Below are some records; output exactly the lines from the line with "Actually it was" to the line with "one level above).", both ends kept, and nothing more.

(Dataset entries)

..........

Issue #1765, opened 2024-05-16
Fix auto importing CSS


amritk:
### What happens?

Currently we use `vite-plugin-lib-inject-css` and it auto adds an import to the css files we don't have to. Its convenient but there are two cases where it doesn't work:
- when the script gets reloaded, as seen on angular
- SSR

So far we have been hacking around it by transpiling references and components on SSR. 

### What should we do?

We should either configure the `vite-plugin-lib-inject-css` or roll our own version which:
- does not auto import css on SSR
- only imports styles once

PR #1909, opened 2024-05-30
fix: HMR doesn’t work in examples/web

hanspagel:
With #1765 the resolve alias was removed from `examples/web`, this broke HMR. I think it was removed because the aliases broke for @scalar/api-reference/style.css and @scalar/api-client/style.css (we only had an exemption for @scalar/components/style.css)

This PR re-introduces the aliases and changes them to *not* match `@scalar/${anything}/style.css`.

Let’s test the deploy preview to see if the CSS is still fine and all.

### DIFF
--- a/examples/web/vite.config.ts
+++ b/examples/web/vite.config.ts
@@ -1,4 +1,5 @@
 import vue from '@vitejs/plugin-vue'
+import path from 'node:path'
 import { defineConfig } from 'vite'
 
 // https://vitejs.dev/config/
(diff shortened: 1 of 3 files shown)


amritk:
Actually it was removed on purpose! Just so we can test the packages properly since they behave differently with the alias, it was hiding some bugs. I think we should just have two vite configs one for dev and one for actual testing. What do you think @hanspagel?

hanspagel:
@amritk sounds good. can we merge this though? And follow with the testing config?

amritk:
Sure but just remember that this aliasing hides bugs sometimes

amritk (changes requested):
This PR is no longer relevant with #1940, we'll come up with another strategy

PR #1912, opened 2024-05-30
feat: do not include properties with unknown values in generated examples, fix #933

### LINKED ISSUE #933: Do not include properties with unknown values in generated code
### What happens?

When request body is generated, it includes properties that are not required and have no examples values. So it include these as `""` (empty string) if the type is string.

It should not include these properties, since it is very likely that an empty string is invalid. It also feels unnecessary to include these, since they are after all not required.

Create a schema with three string type properties, 

(A) with an example value and being required .
(B) without an example and not being required.
(C) with an example and not being required.

A and C should be included in generated request, B should not.

### Swagger/OpenAPI Example

_No response_

hanspagel:
Currently, we’re generating empty request bodies from the schema, which always includes all properties. Sometimes, we can prefill the fields with values, but mostly we can’t. This can be annoying when there’s a ton of optional properties (with invalid values).

With this PR only required properties and properties with an example value are added to the request body, others are omitted, as suggested in #933.

**Other changes**
* The request body didn’t show properties that have `required: true` as required (only if they were in `required: […]` one level above).
* With `additionalProperties` you can define arbitrary properties. We used to pick `someKey` as an example. I changed it to `{{key}}` because I think it’s more clear. It’s the variable syntax we use in other places already.

**Example**
```yaml
openapi: 3.1.0
info:
  title: Example
  version: 1.0.0
paths:
  '/planets':
    post:
      tags:
        - Planets
      summary: Create a planet
      requestBody:
        description: Planet
        content:
          application/json:
            schema:
              '$ref': '#/components/schemas/Planet'
      responses:
        '201':
          description: Created
          content:
            application/json:
              schema:
                '$ref': '#/components/schemas/Planet'
components:
  schemas:
    Planet:
      type: object
      required:
        - id
      properties:
        # example + required
        id:
          type: integer
          examples:
            - 1
        # example + required
        name:
          type: string
          examples:
            - Mars
          required: true
        # example + not required
        description:
          type:
            - string
            - 'null'
          examples:
            - The red planet
        # empty + not required
        size:
          type:
            - string

```

**Preview**

Note: There’s no `size` in the example request.

Screenshot 2024-05-30 at 18 03 30

### DIFF
--- a/.changeset/small-zoos-sell.md
+++ b/.changeset/small-zoos-sell.md
@@ -1,0 +1,6 @@
+---
+"@scalar/api-reference": patch
+"@scalar/oas-utils": patch
+---
+
+feat: omit empty and not required properties from the generated request body
--- a/packages/api-reference/src/components/Content/Models/ModelsAccordion.vue
+++ b/packages/api-reference/src/components/Content/Models/ModelsAccordion.vue
@@ -63,9 +63,8 @@ const { getModelId } = useNavState()
           :key="property"
           :name="property"
           :required="
-            schema.required &&
-            !!schema.required.length &&
-            schema.required.includes(property)
+            schema.required?.includes(property) ||
+            schema.properties?.[property]?.required === true
           "
           :value="value as OpenAPIV3_1.SchemaObject['properties']" />
       </div>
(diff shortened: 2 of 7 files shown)


marclave (approved):
DANG nice fix @hanspagel and tests 🤯 unreal

PR #1914, opened 2024-05-30
fix: sidebar webhooks

antlio:
**Problem**
webhooks sidebar heading doesn't get toggled when navigating over a webhook section, nor when we navigate toward webhook section url.

https://github.com/scalar/scalar/assets/14966155/9e08e635-be30-4a40-9896-14021ec1fd2f

**Solution**
this pr is a proposal in order to open webhooks sidebar heading group on a webhook section scroll.


marclave (approved):
nice fix @antlio ! ✨

PR #1915, opened 2024-05-30
fix: remove console log in use nav state

antlio:
missed a console log within the #1914 pr


marclave (approved):
haha i missed it also! : )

..........

Solution for this exercise -
Actually it was removed on purpose! Just so we can test the packages properly since they behave differently with the alias, it was hiding some bugs. I think we should just have two vite configs one for dev and one for actual testing. What do you think @hanspagel?

hanspagel:
@amritk sounds good. can we merge this though? And follow with the testing config?

amritk:
Sure but just remember that this aliasing hides bugs sometimes

amritk (changes requested):
This PR is no longer relevant with #1940, we'll come up with another strategy

PR #1912, opened 2024-05-30
feat: do not include properties with unknown values in generated examples, fix #933

### LINKED ISSUE #933: Do not include properties with unknown values in generated code
### What happens?

When request body is generated, it includes properties that are not required and have no examples values. So it include these as `""` (empty string) if the type is string.

It should not include these properties, since it is very likely that an empty string is invalid. It also feels unnecessary to include these, since they are after all not required.

Create a schema with three string type properties, 

(A) with an example value and being required .
(B) without an example and not being required.
(C) with an example and not being required.

A and C should be included in generated request, B should not.

### Swagger/OpenAPI Example

_No response_

hanspagel:
Currently, we’re generating empty request bodies from the schema, which always includes all properties. Sometimes, we can prefill the fields with values, but mostly we can’t. This can be annoying when there’s a ton of optional properties (with invalid values).

With this PR only required properties and properties with an example value are added to the request body, others are omitted, as suggested in #933.

**Other changes**
* The request body didn’t show properties that have `required: true` as required (only if they were in `required: […]` one level above).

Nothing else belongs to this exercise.